| Task directions |
Scan the lines below for the string "ScalaCommand" and report how many lines contain it, giving only the number.

| Data extracts |
######

PR #2196, opened 2023-06-09
Support nativeTarget to build Scala Native static/shared libraries

keynmol:
Scala Native CLI supports building dynamic and shared libraries using `--build-target` argument.

So far it hasn't been supported. This PR adds the support, by

- Adding nativeTarget directive and native-target CLI option
- Splitting PackageType.Native into 3 different types
- Modifying the logic to not throw when main class is not found if we are building a library
- **IMPORTANT**: use `-Wl,install_name` argument to rename the library inside its own metadata, otherwise it points to `.scala-build/project_asdkljadljk190/main` - instead of `test.dylib` that we want


modules/options/src/main/scala/scala/build/options/ScalaNativeOptions.scala
```diff
@@ -20,13 +38,27 @@ final case class ScalaNativeOptions(
...
 
+  def target(): Option[ScalaNativeTarget] =
+    buildTargetStr.flatMap(ScalaNativeTarget.fromString)
+
+  private def targetCliOption(): List[String] =
+    import ScalaNativeTarget.*
+    val targ = target().map {
+      case Application    => "application"
+      case LibraryDynamic => "library-dynamic"
+      case LibraryStatic  => "library-static"
```
lolgab, line 57: Have you considered `dynamic-library` and `static-library`?

keynmol: These values actually have to match what Scala Native CLI uses: https://github.com/scala-native/scala-native-cli/blob/9d541e5c3a107b006cd61e7ece88df5cda7072e0/cli/src/main/scala/scala/scalanative/cli/options/NativeConfigOptions.scala#L40

modules/cli/src/main/scala/scala/cli/commands/package0/Package.scala
```diff
@@ -85,6 +89,19 @@ object Package extends ScalaCommand[PackageOptions] with BuildCommandHelpers {
         configDb.get(Keys.actions).getOrElse(None)
       )
 
+    def detectNativePackageType(
+      platform: Platform,
+      sn: ScalaNativeOptions
+    ): Option[Native & scala.deriving.Mirror.Singleton] =
```
lwronski: Can you explain how `scala.deriving.Mirror.Singleton` works? Do we need to use it here?

modules/cli/src/main/scala/scala/cli/commands/package0/Package.scala
```diff
@@ -101,12 +118,15 @@ object Package extends ScalaCommand[PackageOptions] with BuildCommandHelpers {
       ) { res =>
         res.orReport(logger).map(_.main).foreach {
           case s: Build.Successful =>
-            s.copyOutput(options.shared)
```
lwronski: Why was this code removed?

modules/cli/src/main/scala/scala/cli/commands/package0/Package.scala
```diff
@@ -101,12 +118,15 @@ object Package extends ScalaCommand[PackageOptions] with BuildCommandHelpers {
...
             val mtimeDestPath = doPackage(
               logger = logger,
               outputOpt = options.output.filter(_.nonEmpty),
               force = options.force,
-              forcedPackageTypeOpt = options.forcedPackageTypeOpt,
+              forcedPackageTypeOpt =
+                options.forcedPackageTypeOpt orElse detectNativePackageType(
+                  s.options.platform.value,
+                  s.options.scalaNativeOptions
+                ),
```
lwronski: I think that instead of executing `detectNativePackageType` here, it can be handled in this [section](https://github.com/VirtusLab/scala-cli/blob/d062ea14f3286adbad722117bbac45cb69284085/modules/cli/src/main/scala/scala/cli/commands/package0/Package.scala#L222)

lwronski (commented):
It looks promising to me, and I would be happy to merge it. Unfortunately, there is one new test that is failing. You can find more details [here](https://github.com/VirtusLab/scala-cli/actions/runs/5219458233/jobs/9421507356?pr=2196#step:5:2708).

To fix the `checks` and `reference-doc` jobs, run the following commands before pushing your changes:
```
./mill -i __.fix
```

modules/cli/src/main/scala/scala/cli/commands/package0/Package.scala
keynmol: Apologies, this is a an artefact of a Metals import - Singleton is not needed it here.

modules/cli/src/main/scala/scala/cli/commands/package0/Package.scala
keynmol: Human error :)

keynmol:
@lwronski, thanks, that's exactly the commands I was looking for :) 

If you are happy with the overall approach I will start fixing and cleaning up the PR

lwronski:
> @lwronski, thanks, that's exactly the commands I was looking for :)
> 
> If you are happy with the overall approach I will start fixing and cleaning up the PR

Yes, I'm satisfied with the overall approach, so I will wait for the final results.

modules/cli/src/main/scala/scala/cli/commands/package0/Package.scala
```diff
@@ -1016,9 +1073,24 @@ object Package extends ScalaCommand[PackageOptions] with BuildCommandHelpers {
...
+    val libraryLinkingOptions: Seq[String] =
+      Option.when(targetType != PackageType.Native.Application) {
+        /* If we are building a library, we make sure to change the name
+         that the linker will put into the loading path - otherwise
+         the built library will depend on some internal path within .scala-build
+         */
+
+        destPath.flatMap(_.lastOpt).toSeq.flatMap { filename =>
+          Seq("--linking-option", s"-Wl,-install_name,$filename")
+        }
```
keynmol: @WojciechMazur let me know if you have thoughts here - without it the libraries produced depend on themselves (located in .scala-build) so they're not portable

We're doing "convention over configuration" here for better user experience.

modules/cli/src/main/scala/scala/cli/commands/shared/SharedOptions.scala
```diff
@@ -266,7 +266,8 @@ final case class SharedOptions(
       nativeLinking,
       nativeLinkingDefaults,
       nativeCompile,
-      nativeCompileDefaults
+      nativeCompileDefaults,
+      embedResources
```
keynmol: Flagging here - I _think_ this was a bug (embedResources not being passed)

Gedochao:
@keynmol what is the current status on this? can we unblock you somehow?

keynmol:
Hey @Gedochao! I didn't forget about this PR, just was short on time.

I resolved the conflicts (but incorrectly it seems, I will address those failures).

~~Now that I re-ran the tests on Linux, I remember the main problem - this PR relies on passing `-install_name` linker flag, to make sure that the dynamic library loading entries refer to the correct (**relative**) location of the built dynamic library, instead of the location where it's actually built (`.scala-build/.../`).~~

~~Problem is - on Linux this flag doesn't seem to work~~

Just as I was writing those last two paragraphs I found the linux equivalent option 🤦 

I'll pick this up again and hopefully will address remaining test failures.

modules/integration/src/test/scala/scala/cli/integration/PackageTestDefinitions.scala
```diff
@@ -469,10 +469,60 @@ abstract class PackageTestDefinitions(val scalaVersionOpt: Option[String])
...
 
-  if (!Properties.isWin && actualScalaVersion.startsWith("2.13"))
+  def libraryNativeTest(shared: Boolean = false): Unit = {
+    val fileName     = "simple.sc"
+    val nativeTarget = if (shared) "dynamic" else "static"
+    val inputs = TestInputs(
+      os.rel / fileName ->
+        s"""
+           |//> using platform scala-native
+           |//> using nativeTarget $nativeTarget
```
keynmol: @Gedochao miraculously, the tests are now green.

One issue I discovered though is that I can't seem to override this directive by passing `--native-target` in the command line.

This (from my side) would be the last thing I'd want to address with this PR

Gedochao: Nice!
I can try looking at it sometime next week, it's not exactly easy to pass it all the way from the command line.
I'll let you know when I do.

modules/cli/src/main/scala/scala/cli/commands/package0/Package.scala
WojciechMazur: I've never actually used this one, but seems to be required. I'm fine with with adding this flag, and wonder should we backport it to the ScalaNative toolchain

keynmol: I think ScalaNative toolchain has same issue:

```
$ otool -L target/scala-3.3.1/libscala-native-seed-project-out.dylib
target/scala-3.3.1/libscala-native-seed-project-out.dylib:
        /private/var/folders/rv/tdh6r2xx2b7by3z590lq8vrm0000gn/T/tmp.iWqfQcKp/scala-native-seed-project/target/scala-3.3.1/libscala-native-seed-project-out.dylib
```

Basically this dylib is not portable - it references itself in the target folder

modules/integration/src/test/scala/scala/cli/integration/PackageTestDefinitions.scala
```diff
@@ -469,10 +469,60 @@ abstract class PackageTestDefinitions(val scalaVersionOpt: Option[String])
...
     test("simple native") {
       simpleNativeTest()
     }
+    test("dynamic library native") {
+      libraryNativeTest(shared = true)
+    }
+
+    // To produce a static library, `LLVM_BIN` environment variable needs to be
+    // present (for `llvm-ar` utility)
+    if (sys.env.contains("LLVM_BIN"))
```
Gedochao, line 533: hey, for this to run on the CI we'd have to have the utility available and have the env variable point to it, right?
Am I assuming correctly that this test is being skipped on the CI right now?

keynmol: Yes, I explicitly ignored this test for now to save you the pain of installing LLVM on CI :D 

Additionally, I'm working on not needing this at all: https://github.com/scala-native/scala-native/pull/3548

Once that's merged and hopefully backported, we can remove the LLVM_BIN check and things should work out of the box

Gedochao: ah, okay.
I was already looking into setting it up on CI ;D
cool, in that case it's okay to skip this test temporarily 👍

keynmol: For posterity, installing LLVM is not horribly difficult, but it takes some time (though on the scale of how long the tests take.. it's insignificant)

https://github.com/indoorvivants/sn-bindgen/blob/main/build/setup-debian.sh#L5-L9

Using their official apt packages: https://apt.llvm.org/

And the LLVM_BIN value will be `/usr/lib/llvm-14/bin` where 14 is the version you install.

modules/integration/src/test/scala/scala/cli/integration/PackageTestDefinitions.scala
keynmol: We can also go through the package type option (I think I had that originally), but it's a bit confusing with --native-target.

modules/integration/src/test/scala/scala/cli/integration/PackageTestDefinitions.scala
keynmol: If you'd prefer - I can set up LLVM in only one of the workflows that runs this test (just need to figure out which one), to make sure we don't ignore any CI tests unnecessarily

modules/cli/src/main/scala/scala/cli/commands/shared/SharedOptions.scala
```diff
@@ -272,7 +272,9 @@ final case class SharedOptions(
       nativeLinking,
       nativeLinkingDefaults,
       nativeCompile,
-      nativeCompileDefaults
+      nativeCompileDefaults,
+      embedResources,
+      nativeTarget
```
Gedochao, line 277: @keynmol this is what seems to have been missing for the command line override

modules/integration/src/test/scala/scala/cli/integration/PackageTestDefinitions.scala
Gedochao: I fixed the `--native-target` override in the last commit and added a relevant test, should work correctly now

modules/integration/src/test/scala/scala/cli/integration/PackageTestDefinitions.scala
Gedochao: If you have the time to set up the workflow, go ahead.
Although it's also fine to leave it temporarily inactive, since it seems it won't be necessary anyway once https://github.com/scala-native/scala-native/pull/3548 gets merged. Maybe easier that way for now.

modules/integration/src/test/scala/scala/cli/integration/PackageTestDefinitions.scala
keynmol: nice!

modules/integration/src/test/scala/scala/cli/integration/PackageTestDefinitions.scala
keynmol: > Maybe easier that way for now

Ok, I won't do it then :)

Once we have a timeline/decision on that PR being backported in 0.4.x, I can go ahead and make a separate PR adding LLVM (if necessary).

modules/directives/src/main/scala/scala/build/preprocessing/directives/ScalaNative.scala
```diff
@@ -41,7 +44,8 @@ final case class ScalaNative(
   nativeClang: Option[String] = None,
   @DirectiveName("nativeClangPp")
     nativeClangPP: Option[String] = None,
-  nativeEmbedResources: Option[Boolean] = None
+  nativeEmbedResources: Option[Boolean] = None,
+    nativeTarget: Option[String] = None,
```
MaciejG604:
```suggestion
  nativeEmbedResources: Option[Boolean] = None,
  nativeTarget: Option[String] = None,
```

modules/cli/src/main/scala/scala/cli/commands/shared/ScalaNativeOptions.scala
```diff
@@ -61,6 +61,11 @@ final case class ScalaNativeOptions(
    @Tag(tags.implementation)
     nativeCompileDefaults: Option[Boolean] = None, //TODO does it even work when we default it to true while handling?
 
+  @Group(HelpGroup.ScalaNative.toString)
+  @HelpMessage("Build target type")
+  @Tag(tags.should)
```
MaciejG604, line 66:
```suggestion
  @Tag(tags.should)
  @ValueDescription("app|static|dynamic")
```

MaciejG604 (approved):
LGTM

Gedochao (approved):

keynmol:
🎉 

Thanks @Gedochao and @MaciejG604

######

| Reply to the task |
4